Start by looking at the current WAL LSN and insert LSN. The pg_current_wal_lsn is the location of the last write. The pg_current_wal_insert_lsn is the logical location and reflects data in the buffer that has not been written to disk. There is also a flush value that shows what has been written to durable storage.
select pg_walfile_name(pg_current_wal_insert_lsn())
WAL Configuration
Postgres WAL configuration parameters affect how the database performs. Two subsystems: checkpointer and background writer are very important in the context of PostgreSQL WAL. Let us first look into some memory area concepts in the RAM to understand where those subsystems operate and what their function is.
Here is what you will cover:
- Shared Buffers
- Dirty Pages
- Checkpointer
- Background Writer
Shared Buffers
Inside the postgresql.conf file, there is a parameter called shared_buffers. They are called ‘shared’ buffers because all of the background servers can access them. This parameter determines the amount of memory allocated to PostgreSQL for caching data. Dealing with memory is faster than reading from or writing to the files and hence it improves performance. A back-end process requests the buffer manager for a page and the buffer manager either loads the required page from persistent storage or returns it from the buffer pool if it is available. Now the back-end process can access the page.
Dirty Pages
When data is modified in memory, the page in which this data is stored is called a ‘dirty page’, as long as the modifications are not written to disk. So if there is a page that is different in the shared buffer and the disk, it is called a dirty page. The buffer manager flushes the dirty pages to storage with the assistance of two subsystems called – checkpointer and background writer.
Checkpointer
As the name suggests, checkpointer creates checkpoints in the Write-Ahead Log. These checkpoints are used for recovery. A checkpoint indicates that all the information prior to the checkpoint has been updated. So at every checkpoint, dirty pages are flushed to disk. How often a checkpoint is begun depends on checkpoint_segments and checkpoint_timeout.

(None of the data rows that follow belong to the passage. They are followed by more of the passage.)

PR #692, opened 2017-05-09
create src/init.c for skeleton

eddelbuettel:
This lets `Rcpp.package.skeleton()` create `src/init.c` (by making the required call).

Should `compileAttributes()` do that too?

### DIFF
--- a/ChangeLog
+++ b/ChangeLog
@@ -1,3 +1,8 @@
+2017-05-09  Dirk Eddelbuettel  <edd@debian.org>
+
+        * R/Rcpp.package.skeleton.R (Rcpp.package.skeleton): Under R 3.4.0, run
+        tools::package_native_routine_registration_skeleton to create src/init.c
+
 2017-05-07  Dirk Eddelbuettel  <edd@debian.org>
 
         * DESCRIPTION (Version, Date): Roll minor version again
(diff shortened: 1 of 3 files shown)


jjallaire:
Yes I think `compileAttributes` should do this as well, however I think it should also insert a preamble (similar to it's other auto-generated files) so that if the user creates their own src/init.c then we don't overwrite it.

eddelbuettel:
I think I agree.  And if/when it does, we need to remove it from here as well.

Also need to add `.registration=TRUE` to `NAMESPACE` as this PR does.

eddelbuettel:
@jjallaire I only glanced at `src/attributes.cpp` and `R/Attributes.R` and I am not sure how we can reuse.
Or should we just duplicate 'looking for token and if not found, abort; else write token and append output from `tools::package_native_....()` ?

jjallaire:
I can take a look sometime later this week or next. The biggest issue I see is that if users have a file other than init.c which includes a package initialization function we'll be adding another one (which will break their compilation). Note this will happen on their local system rather than on CRAN so it's recoverable, but still ugly. Another possibility would be to scan for package init functions as part of our normal scanning and then only write init.c if there is no package init function.

eddelbuettel:
Point well taken on files not-named `init.c`.  We may well have to scan then.  OTOH the good news is that I have been relying on the `tools::package_native_routine_registration_skeleton()` function for several months now with many uploads, and it just works.  So this doesn't seem unsurmountable.   Wish I had thought of this fairly clean way of integrating things earlier.

eddelbuettel:
I'll fold this to tick off another micro-issue.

The integer, checkpoint_segments indicates the maximum number of log segments between two checkpoints. The default value is 3 segments, where each segment is usually 16 MB. This value can be adjusted in the postgresql.conf file.
On the other hand, checkpoint_timeout is an integer that indicates the maximum time between two checkpoints. The default time is 5 minutes/ 300 seconds. This value can also be adjusted in the postgresql.conf file.
Since there are two parameters, a checkpoint is created when any one of the default conditions is met.
The file, postgresql.conf can be edited to increase the frequency of checkpoints, by reducing the checkpoint_segments and the checkpoint_timeout parameters. By reducing the integer value of these parameters, you will be flushing dirty pages more frequently, which is not desirable because checkpoints are costly. But on the other hand, after a crash, the recovery will be quicker.
In the case of bulk operations, you might have to adjust a parameter called checkpoint_warning, which will warn you when the checkpoints are too frequent. Taking a cue from the warnings, you can increase the checkpoint_segments value.
Background Writer
The background writer is a subsystem that assists the checkpointer. What it does is, move some of the modified data to the disk offloading the checkpointer. You should however be careful before tuning it as it increases the I/O load, especially in cases where there is some page that is being dirtied repeatedly. In such a case the background writer would write it repeatedly within a checkpoint interval.